» **Your instructions**:
Return every line of the entries that includes the word "Easy".

(Beginning of Data excerpts)

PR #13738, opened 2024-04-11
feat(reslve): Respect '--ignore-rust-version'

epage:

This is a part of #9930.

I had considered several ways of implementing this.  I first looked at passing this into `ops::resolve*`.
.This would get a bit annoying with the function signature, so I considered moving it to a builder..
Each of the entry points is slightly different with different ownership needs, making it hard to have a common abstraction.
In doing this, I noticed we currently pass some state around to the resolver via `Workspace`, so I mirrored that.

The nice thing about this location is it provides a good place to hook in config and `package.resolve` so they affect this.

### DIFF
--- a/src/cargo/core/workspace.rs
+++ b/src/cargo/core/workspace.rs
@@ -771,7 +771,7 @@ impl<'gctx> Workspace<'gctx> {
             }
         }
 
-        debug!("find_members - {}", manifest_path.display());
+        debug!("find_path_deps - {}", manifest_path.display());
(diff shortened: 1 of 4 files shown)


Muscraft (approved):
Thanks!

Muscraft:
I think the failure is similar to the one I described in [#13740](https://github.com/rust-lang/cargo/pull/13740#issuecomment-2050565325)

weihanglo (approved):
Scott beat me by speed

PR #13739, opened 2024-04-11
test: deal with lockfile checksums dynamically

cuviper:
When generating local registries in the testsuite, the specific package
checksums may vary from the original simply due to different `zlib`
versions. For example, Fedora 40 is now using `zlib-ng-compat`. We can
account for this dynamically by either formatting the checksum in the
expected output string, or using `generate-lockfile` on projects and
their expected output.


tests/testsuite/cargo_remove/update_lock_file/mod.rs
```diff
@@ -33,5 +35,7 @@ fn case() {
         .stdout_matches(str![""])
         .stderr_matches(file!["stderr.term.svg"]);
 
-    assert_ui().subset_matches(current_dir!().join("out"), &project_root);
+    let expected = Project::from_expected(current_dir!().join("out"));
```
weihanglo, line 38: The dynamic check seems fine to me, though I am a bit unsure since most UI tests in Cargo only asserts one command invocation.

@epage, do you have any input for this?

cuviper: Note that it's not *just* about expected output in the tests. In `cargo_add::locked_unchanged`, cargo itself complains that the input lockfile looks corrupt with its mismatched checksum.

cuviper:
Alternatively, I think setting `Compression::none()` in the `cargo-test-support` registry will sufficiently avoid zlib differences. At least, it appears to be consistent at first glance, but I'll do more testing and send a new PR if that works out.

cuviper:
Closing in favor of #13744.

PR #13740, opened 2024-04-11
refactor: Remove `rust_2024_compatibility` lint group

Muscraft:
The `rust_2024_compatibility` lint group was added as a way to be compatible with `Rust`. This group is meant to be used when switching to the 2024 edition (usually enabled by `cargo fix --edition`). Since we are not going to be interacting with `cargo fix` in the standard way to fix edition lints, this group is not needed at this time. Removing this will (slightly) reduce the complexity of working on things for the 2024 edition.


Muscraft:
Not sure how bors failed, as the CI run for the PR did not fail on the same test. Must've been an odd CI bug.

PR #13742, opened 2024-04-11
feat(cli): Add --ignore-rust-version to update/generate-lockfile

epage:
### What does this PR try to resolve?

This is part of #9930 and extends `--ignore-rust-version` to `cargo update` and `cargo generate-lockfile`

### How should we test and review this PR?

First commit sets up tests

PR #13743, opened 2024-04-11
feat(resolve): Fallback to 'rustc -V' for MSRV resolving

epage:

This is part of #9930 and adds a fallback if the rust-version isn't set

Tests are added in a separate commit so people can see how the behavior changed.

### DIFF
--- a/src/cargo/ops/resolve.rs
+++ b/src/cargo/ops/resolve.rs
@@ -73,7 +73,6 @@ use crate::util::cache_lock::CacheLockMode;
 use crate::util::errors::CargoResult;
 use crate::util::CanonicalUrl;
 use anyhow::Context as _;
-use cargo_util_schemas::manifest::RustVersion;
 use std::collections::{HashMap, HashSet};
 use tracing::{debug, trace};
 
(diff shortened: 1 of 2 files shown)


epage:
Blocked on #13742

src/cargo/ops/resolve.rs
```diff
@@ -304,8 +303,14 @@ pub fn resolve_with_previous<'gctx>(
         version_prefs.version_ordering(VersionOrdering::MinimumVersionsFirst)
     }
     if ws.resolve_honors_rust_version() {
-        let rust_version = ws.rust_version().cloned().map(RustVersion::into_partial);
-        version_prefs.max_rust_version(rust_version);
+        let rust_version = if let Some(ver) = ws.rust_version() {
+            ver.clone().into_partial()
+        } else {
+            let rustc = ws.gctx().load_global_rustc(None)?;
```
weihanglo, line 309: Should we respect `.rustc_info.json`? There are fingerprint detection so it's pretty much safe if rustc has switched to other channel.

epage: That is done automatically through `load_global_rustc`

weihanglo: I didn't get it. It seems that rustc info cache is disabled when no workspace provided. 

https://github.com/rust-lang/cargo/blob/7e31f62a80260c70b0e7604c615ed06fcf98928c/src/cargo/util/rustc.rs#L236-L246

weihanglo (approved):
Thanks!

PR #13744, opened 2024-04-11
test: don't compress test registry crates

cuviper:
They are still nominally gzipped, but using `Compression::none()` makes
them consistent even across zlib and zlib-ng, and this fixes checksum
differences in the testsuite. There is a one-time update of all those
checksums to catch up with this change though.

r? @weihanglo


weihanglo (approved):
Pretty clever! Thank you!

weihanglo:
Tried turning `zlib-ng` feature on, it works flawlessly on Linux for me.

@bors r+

(End of Data excerpts)
(Beginning of Data excerpts)

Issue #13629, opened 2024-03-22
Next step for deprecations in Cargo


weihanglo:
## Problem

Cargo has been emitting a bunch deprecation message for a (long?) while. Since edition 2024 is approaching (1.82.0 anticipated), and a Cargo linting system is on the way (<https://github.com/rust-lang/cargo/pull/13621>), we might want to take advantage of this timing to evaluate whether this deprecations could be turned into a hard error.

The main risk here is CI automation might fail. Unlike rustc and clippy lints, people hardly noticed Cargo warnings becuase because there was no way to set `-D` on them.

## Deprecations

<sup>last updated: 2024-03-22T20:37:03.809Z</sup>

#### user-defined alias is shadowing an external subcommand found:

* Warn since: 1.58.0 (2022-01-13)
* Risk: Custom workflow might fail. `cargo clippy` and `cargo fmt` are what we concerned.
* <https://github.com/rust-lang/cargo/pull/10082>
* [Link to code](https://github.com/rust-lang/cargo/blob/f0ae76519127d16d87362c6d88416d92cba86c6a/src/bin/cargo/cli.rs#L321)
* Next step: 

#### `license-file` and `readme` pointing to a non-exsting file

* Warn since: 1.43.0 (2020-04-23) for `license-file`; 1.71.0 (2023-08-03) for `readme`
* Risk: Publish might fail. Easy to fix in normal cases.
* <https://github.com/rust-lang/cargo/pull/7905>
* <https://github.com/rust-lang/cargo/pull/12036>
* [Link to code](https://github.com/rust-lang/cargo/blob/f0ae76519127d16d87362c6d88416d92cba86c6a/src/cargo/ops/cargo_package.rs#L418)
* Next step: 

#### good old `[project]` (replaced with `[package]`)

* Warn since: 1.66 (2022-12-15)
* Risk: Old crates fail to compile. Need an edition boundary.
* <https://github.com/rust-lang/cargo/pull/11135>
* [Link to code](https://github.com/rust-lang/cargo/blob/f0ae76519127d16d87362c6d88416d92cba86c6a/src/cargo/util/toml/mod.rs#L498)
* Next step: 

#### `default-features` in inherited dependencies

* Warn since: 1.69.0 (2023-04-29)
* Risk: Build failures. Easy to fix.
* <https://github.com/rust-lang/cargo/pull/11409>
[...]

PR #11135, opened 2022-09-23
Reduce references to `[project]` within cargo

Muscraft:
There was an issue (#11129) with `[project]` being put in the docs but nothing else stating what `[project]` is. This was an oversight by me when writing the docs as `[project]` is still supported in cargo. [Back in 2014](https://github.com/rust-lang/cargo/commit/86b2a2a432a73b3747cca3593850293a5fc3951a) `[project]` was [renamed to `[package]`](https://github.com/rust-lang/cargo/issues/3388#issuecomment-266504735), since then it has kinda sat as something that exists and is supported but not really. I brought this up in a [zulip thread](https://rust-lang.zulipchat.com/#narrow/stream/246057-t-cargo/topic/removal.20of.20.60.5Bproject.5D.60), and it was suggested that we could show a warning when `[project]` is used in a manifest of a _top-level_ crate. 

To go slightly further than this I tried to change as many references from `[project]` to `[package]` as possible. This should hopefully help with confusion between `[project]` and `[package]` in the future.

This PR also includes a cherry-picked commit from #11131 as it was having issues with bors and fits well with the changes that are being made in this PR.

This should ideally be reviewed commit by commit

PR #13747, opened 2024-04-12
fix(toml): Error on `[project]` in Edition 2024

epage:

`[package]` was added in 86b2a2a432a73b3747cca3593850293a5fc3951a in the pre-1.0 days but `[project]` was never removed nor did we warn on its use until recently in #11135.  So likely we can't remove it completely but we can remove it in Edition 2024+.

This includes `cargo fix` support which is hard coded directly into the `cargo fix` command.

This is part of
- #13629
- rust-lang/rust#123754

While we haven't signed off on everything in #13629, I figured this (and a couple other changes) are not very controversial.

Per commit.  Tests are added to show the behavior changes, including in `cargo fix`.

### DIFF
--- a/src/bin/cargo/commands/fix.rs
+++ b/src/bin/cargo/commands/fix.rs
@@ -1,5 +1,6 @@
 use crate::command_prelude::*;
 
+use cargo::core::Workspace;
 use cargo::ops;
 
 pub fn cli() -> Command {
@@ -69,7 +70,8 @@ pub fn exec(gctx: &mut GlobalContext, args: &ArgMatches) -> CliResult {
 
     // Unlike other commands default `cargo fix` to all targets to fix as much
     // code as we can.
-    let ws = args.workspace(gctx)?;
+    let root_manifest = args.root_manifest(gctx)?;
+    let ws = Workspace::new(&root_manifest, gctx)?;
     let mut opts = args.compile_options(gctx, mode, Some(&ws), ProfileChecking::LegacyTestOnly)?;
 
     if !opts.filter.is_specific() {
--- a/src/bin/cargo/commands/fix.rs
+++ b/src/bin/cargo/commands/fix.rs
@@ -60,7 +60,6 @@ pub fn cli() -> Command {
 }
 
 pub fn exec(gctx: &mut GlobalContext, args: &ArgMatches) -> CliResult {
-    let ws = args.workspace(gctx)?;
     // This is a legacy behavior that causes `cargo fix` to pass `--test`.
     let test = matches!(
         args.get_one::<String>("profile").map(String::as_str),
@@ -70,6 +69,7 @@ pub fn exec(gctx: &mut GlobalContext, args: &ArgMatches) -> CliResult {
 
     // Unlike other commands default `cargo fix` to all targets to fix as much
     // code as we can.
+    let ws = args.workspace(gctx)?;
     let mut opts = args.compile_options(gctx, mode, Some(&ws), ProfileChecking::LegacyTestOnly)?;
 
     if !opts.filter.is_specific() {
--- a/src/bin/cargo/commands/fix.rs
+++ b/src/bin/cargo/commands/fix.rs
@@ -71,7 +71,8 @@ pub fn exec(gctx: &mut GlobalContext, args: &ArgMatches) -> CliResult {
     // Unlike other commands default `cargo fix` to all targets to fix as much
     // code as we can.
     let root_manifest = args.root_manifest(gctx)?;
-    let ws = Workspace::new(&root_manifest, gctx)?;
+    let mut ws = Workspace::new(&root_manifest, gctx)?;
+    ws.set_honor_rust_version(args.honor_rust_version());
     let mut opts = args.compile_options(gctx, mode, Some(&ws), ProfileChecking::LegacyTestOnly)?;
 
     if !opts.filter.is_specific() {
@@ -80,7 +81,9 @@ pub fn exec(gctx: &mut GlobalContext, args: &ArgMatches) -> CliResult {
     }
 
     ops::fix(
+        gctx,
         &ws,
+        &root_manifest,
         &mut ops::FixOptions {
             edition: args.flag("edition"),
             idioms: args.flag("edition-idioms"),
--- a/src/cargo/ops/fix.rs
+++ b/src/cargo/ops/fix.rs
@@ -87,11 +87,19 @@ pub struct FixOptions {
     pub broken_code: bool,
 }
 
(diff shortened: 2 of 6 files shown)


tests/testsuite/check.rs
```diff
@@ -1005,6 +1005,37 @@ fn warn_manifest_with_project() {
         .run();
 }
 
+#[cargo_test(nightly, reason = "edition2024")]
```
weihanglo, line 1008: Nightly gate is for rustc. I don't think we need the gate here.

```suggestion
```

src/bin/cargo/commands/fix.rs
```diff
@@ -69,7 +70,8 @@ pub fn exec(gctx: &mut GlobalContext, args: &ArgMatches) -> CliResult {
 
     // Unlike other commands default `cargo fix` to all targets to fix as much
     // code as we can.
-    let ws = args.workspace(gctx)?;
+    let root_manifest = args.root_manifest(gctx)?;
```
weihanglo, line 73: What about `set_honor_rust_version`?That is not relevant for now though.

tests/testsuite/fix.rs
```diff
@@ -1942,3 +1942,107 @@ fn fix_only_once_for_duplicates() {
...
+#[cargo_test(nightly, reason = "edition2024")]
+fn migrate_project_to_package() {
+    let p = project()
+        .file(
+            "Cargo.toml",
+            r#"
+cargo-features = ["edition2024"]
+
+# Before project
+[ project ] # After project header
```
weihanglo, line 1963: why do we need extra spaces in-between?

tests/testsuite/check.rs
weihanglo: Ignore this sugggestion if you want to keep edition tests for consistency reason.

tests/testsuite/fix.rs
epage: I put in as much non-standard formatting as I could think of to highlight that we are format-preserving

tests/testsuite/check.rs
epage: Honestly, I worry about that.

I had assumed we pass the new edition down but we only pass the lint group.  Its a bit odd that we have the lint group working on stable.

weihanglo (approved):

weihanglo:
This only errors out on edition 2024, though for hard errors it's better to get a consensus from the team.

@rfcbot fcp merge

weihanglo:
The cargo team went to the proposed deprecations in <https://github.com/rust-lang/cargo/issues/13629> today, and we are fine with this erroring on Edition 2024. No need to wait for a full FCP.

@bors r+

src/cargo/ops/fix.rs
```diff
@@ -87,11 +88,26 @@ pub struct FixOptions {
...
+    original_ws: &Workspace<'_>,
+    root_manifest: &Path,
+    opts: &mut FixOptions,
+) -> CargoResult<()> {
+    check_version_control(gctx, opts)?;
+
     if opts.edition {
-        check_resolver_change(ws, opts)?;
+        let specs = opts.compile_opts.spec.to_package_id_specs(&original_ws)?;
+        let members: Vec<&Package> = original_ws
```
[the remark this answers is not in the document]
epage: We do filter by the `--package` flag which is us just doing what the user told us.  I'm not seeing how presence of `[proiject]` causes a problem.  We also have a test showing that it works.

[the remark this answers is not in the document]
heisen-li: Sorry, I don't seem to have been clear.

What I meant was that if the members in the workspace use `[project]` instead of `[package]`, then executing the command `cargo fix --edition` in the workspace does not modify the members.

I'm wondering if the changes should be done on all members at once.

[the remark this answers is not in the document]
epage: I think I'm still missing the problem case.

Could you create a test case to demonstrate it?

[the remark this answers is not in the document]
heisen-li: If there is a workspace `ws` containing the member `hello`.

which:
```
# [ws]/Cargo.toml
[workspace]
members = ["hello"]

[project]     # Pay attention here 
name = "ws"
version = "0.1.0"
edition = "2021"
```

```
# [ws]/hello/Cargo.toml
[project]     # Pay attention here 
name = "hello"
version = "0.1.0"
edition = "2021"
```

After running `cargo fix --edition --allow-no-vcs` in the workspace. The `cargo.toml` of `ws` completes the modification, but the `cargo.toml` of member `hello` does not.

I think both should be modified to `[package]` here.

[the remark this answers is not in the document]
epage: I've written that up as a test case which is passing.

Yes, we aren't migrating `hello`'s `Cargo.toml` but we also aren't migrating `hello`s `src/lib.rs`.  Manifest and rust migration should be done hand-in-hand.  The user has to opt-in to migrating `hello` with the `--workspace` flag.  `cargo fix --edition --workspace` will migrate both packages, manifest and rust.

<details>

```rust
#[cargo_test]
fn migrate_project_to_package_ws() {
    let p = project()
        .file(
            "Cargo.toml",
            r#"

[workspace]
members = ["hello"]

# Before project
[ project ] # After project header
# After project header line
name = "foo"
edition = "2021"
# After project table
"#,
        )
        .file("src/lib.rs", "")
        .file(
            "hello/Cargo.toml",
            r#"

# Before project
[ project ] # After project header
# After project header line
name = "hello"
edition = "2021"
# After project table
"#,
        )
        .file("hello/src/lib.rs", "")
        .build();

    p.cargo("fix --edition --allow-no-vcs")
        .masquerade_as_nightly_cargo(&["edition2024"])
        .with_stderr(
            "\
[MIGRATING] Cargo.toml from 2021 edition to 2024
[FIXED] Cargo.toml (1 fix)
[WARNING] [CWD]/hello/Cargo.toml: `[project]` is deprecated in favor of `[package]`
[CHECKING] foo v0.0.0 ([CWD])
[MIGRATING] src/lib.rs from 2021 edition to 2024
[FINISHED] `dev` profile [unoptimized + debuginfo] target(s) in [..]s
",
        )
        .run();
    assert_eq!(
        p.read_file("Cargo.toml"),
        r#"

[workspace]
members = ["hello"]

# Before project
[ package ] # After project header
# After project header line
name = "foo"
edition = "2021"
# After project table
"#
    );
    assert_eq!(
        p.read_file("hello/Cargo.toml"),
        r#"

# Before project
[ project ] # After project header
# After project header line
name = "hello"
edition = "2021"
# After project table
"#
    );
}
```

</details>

(End of Data excerpts)

» **Completed exercise**:
* Risk: Publish might fail. Easy to fix in normal cases.
* Risk: Build failures. Easy to fix.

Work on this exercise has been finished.